Output to the console:

input_features     >>> [20979, 20583, 19433, 18988, 18687]
features           >>> (array([ 1.6856525 , -0.78539816,  0.78539816, -0.77587052,  0.77587052]), 19433)        
restored_features  >>> ([20979, 20583, 19433, 18687, 18988], [20979, 20583, 19433, 18988, 18687])
Duration of the recovery process: 0:08:55.662949

input_features     >>> [22689, 21849, 20979, 20583, 19433]
features           >>> (array([ 1.68262106, -0.78539816,  0.78539816, -0.7665401 ,  0.7665401 ]), 20979)        
restored_features  >>> ([22689, 21849, 20979, 19433, 20583], [22689, 21849, 20979, 20583, 19433])
Duration of the recovery process: 0:09:29.221780

input_features     >>> [22962, 22689, 21849, 20979, 20583]
features           >>> (array([ 1.69663709, -0.78539816,  0.78539816, -0.77941808,  0.77941808]), 21849)        
restored_features  >>> ([22962, 22689, 21849, 19089, 22347], [22962, 22689, 21849, 20583, 20979], [22962, 22689, 21849, 20979, 20583], [22962, 22689, 21849, 22347, 19089])
Duration of the recovery process: 0:09:36.666942

input_features     >>> [22393, 22962, 22689, 21849, 20979]
features           >>> (array([ 1.73553479, -0.78539816,  0.78539816, -0.79794298,  0.79794298]), 22689)        
restored_features  >>> ([22393, 22962, 22689, 20979, 21849], [22393, 22962, 22689, 21849, 20979])
Duration of the recovery process: 0:10:10.256594

input_features     >>> [21849, 20979, 20583, 19433, 18988]
features           >>> (array([ 1.68858074, -0.78539816,  0.78539816, -0.76508714,  0.76508714]), 20583)        
restored_features  >>> ([21849, 20979, 20583, 18988, 19433], [21849, 20979, 20583, 19433, 18988])
Duration of the recovery process: 0:09:07.385657

Good. When you save the input[2] you have the opportunity to get an acceptable result,
but it is still not absolutely pure.

In addition, the duration of the recovery process is still very long.

Resume

We had to take these three steps to show that this approach is not effective enough.

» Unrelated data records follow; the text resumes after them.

PR #4493, opened 2026-07-20
cfdisk: check scols_print_table_to_string output

Leefancy:
In ui_draw_extra(), scols_print_table_to_string() may return a NULL
pointer on failure. Check its return value and tbstr before use to
avoid a segmentation fault.


disk-utils/cfdisk.c
```diff
@@ -1477,6 +1476,8 @@ static int ui_draw_extra(struct cfdisk *cf)
 
 	scols_table_reduce_termwidth(ln->extra, 4);
 	scols_print_table_to_string(ln->extra, &tbstr);
+	if (!tbstr)
+		return 0;
```
karelzak, line 1480: The best would be:
```C
rc = scols_print_table_to_string(ln->extra, &tbstr);
if (rc < 0 || !tbstr)
    return 0;
```

PR #4502, opened 2026-07-22
build-sys: make dlopen optional for SELinux, cryptsetup, systemd and econf

karelzak:
## Summary

Make runtime dlopen() for SELinux, cryptsetup, systemd and econf a configure-time
opt-in rather than the unconditional default. Direct linking is now the default
behavior, which preserves proper ELF dependencies for distros that rely on them
for ABI safety and automatic library preservation on soname bumps (see #4480
discussion).

The `*_call()` macros serve as the abstraction boundary — when dlopen is disabled,
`selinux_call(func)` expands to a direct function call `(func)`, and
`ul_dlopen_libselinux()` becomes an inline no-op. No call-site changes are needed.

### Preparatory cleanups

- remove obsolete libsystemd-daemon and libsystemd-journal variables
- consolidate dlopen source variables (common_dl_sources, per-library *_sources)
- remove libcommon_logindefs.la and libcommon_shells.la static convenience libraries
  to avoid duplicate common_dl_sources in multi-library tools

### Usage

autotools:
```
./configure --with-selinux --enable-selinux-dlopen
./configure --with-cryptsetup --enable-cryptsetup-dlopen
./configure --with-systemd --enable-systemd-dlopen
./configure --with-econf --enable-econf-dlopen
```

meson:
```
meson setup build -Dselinux=enabled -Dselinux-dlopen=true
meson setup build -Dcryptsetup=enabled -Dcryptsetup-dlopen=true
meson setup build -Dsystemd=enabled -Dsystemd-dlopen=true
meson setup build -Deconf=enabled -Deconf-dlopen=true
```

### Version output

Tools now report dlopen status in `--version` features:
```
namei from util-linux 2.43 (features: selinux)
namei from util-linux 2.43 (features: selinux(dlopen))
```

References: #4480


bluca:
I don't think this is a good idea, but if you want to have an option, it should really default to dlopen. Those who want can opt out then.

karelzak:
I'm working on libmount2 design where things like SELinux and verity (cryptsetup) will be proper dlopen plugins. In that model, all the optional dependencies will be confined to the plugin layer rather than scattered across the library. The current dl-utils infrastructure is essentially a stepping stone toward that

In the meantime, direct linking is the native and safe default. It preserves proper ELF dependencies, symbol versioning, and all the tooling distros rely on. Downstream maintainers who prefer dlopen are smart enough to enable it explicitly.

bluca:
> I'm working on libmount2 design where things like SELinux and verity (cryptsetup) will be proper dlopen plugins. In that model, all the optional dependencies will be confined to the plugin layer rather than scattered across the library. The current dl-utils infrastructure is essentially a stepping stone toward that

That's a worse solution though, see @poettering comment in https://github.com/systemd/systemd/pull/17416#issuecomment-714533365 for why we didn't do that in systemd

> In the meantime, direct linking is the native and safe default. It preserves proper ELF dependencies, symbol versioning, and all the tooling distros rely on. Downstream maintainers who prefer dlopen are smart enough to enable it explicitly.

Distro tools already handle dlopen just fine via [ELF notes](https://uapi-group.org/specifications/specs/elf_dlopen_metadata/). Symbol versioning is not a problem either, if it is necessary it can be handled via dlvsym, but in reality neither of the libraries in question (libselinux, libsystemd) ever used multiple versions for the same symbol, so it's moot.

karelzak:
> > I'm working on libmount2 design where things like SELinux and verity (cryptsetup) will be proper dlopen plugins. In that model, all the optional dependencies will be confined to the plugin layer rather than scattered across the library. The current dl-utils infrastructure is essentially a stepping stone toward that
> 
> That's a worse solution though, see @poettering comment in [systemd/systemd#17416 (comment)](https://github.com/systemd/systemd/pull/17416#issuecomment-714533365) for why we didn't do that in systemd

Well, the goal is mostly to support 3rd party things like NFS. It's a good point that for selinux or cryptsetup it will not save anything if maintained in the same tree.

eli-schwartz:
@karelzak,

Thanks for adding this option, it is much appreciated.

> I'm working on libmount2 design where things like SELinux and verity (cryptsetup) will be proper dlopen plugins. In that model, all the optional dependencies will be confined to the plugin layer rather than scattered across the library. The current dl-utils infrastructure is essentially a stepping stone toward that

That would be my natural inclination for runtime-optional dependencies too, yeah. In fact, the main argument seemingly posed by systemd against using dlopen plugins in systemd, seems to be (paraphrased)

> if we did that then dpkg doesn't support the tools to do so as Recommends rather than Requires, so it would result in producing a Debian "split package" (build systemd once and generate multiple binary packages each containing part of systemd)

The reality on the ground is of course that Debian already splits systemd into many subpackages, including a very tiny package that contains nothing other than libsystemd.so.0 for use by packages that have an elf DT_NEEDED on that library.

If Debian policy is actually okay with packages where only a minority of programs depend on a library, break without the library, but don't break the whole package, and packaging those *programs* in the same package with only a Recommends to ensure the program works... then Debian should not care whether direct dlopen or dlopen of a plugin or even no dlopen, just an ld.so startup error, is used. That being said, Debian can also just change the implementation of their policy to handle *dlopen plugins* as "do not trigger shlibdep scanning if the package is listed in Recommends". Subpackages are cheap at the cost of a couple lines of code added once , so it's not any sort of unavoidable disaster.

If Debian policy is not okay with installed programs failing to successfully work at runtime, then they still should not care which of the three are used. But directly dlopening a library is the only solution that breaks automated detection of the scenario.

> In the meantime, direct linking is the native and safe default. It preserves proper ELF dependencies, symbol versioning, and all the tooling distros rely on. Downstream maintainers who prefer dlopen are smart enough to enable it explicitly.

Yes, Debian maintainers made that exact point in @bluca's link -- he doesn't speak even for Debian, if only because Debian is a group of individuals who can have different opinions, it isn't a hive mind with a single controlling intelligence and multiple autonomous bodies.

When you process data that you will need in the future, keep the opportunity to access it.

At least this way...

from typing import List, Union, Tuple, Dict
import numpy as np

def get_angles(x: List[int]
               ) -> Union[Tuple[np.ndarray, tuple], Dict[tuple, list]]:
    """"""

    beta0 = 2 * np.arcsin(np.sqrt(x[1] ** 2) / np.sqrt(x[0] ** 2 + x[1] ** 2 + 1e-12))
    beta1 = 2 * np.arcsin(np.sqrt(x[2] ** 2) / np.sqrt(x[2] ** 2 + x[2] ** 2 + 1e-12))
    beta2 = 2 * np.arcsin(np.linalg.norm(x[2:]) / np.linalg.norm(x))
    
    return (np.array([beta2, -beta1 / 2, beta1 / 2, -beta0 / 2, beta0 / 2]),
            (x[0], x[1], x[2], x[3], x[4])
            )

    # or this way...
    return {(x[0], x[1], x[2], x[3], x[4]):
            [beta2, -beta1 / 2, beta1 / 2, -beta0 / 2, beta0 / 2]
            }

You can go even further...

from typing import List
import numpy as np


@freeze_arguments
def get_angles(x: List[int]) -> np.ndarray:
    """"""

    beta0 = 2 * np.arcsin(np.sqrt(x[1] ** 2) / np.sqrt(x[0] ** 2 + x[1] ** 2 + 1e-12))
    beta1 = 2 * np.arcsin(np.sqrt(x[2] ** 2) / np.sqrt(x[2] ** 2 + x[2] ** 2 + 1e-12))
    beta2 = 2 * np.arcsin(np.linalg.norm(x[2:]) / np.linalg.norm(x))
    
    return np.array([beta2, -beta1 / 2, beta1 / 2, -beta0 / 2, beta0 / 2])

But that's a completely different story!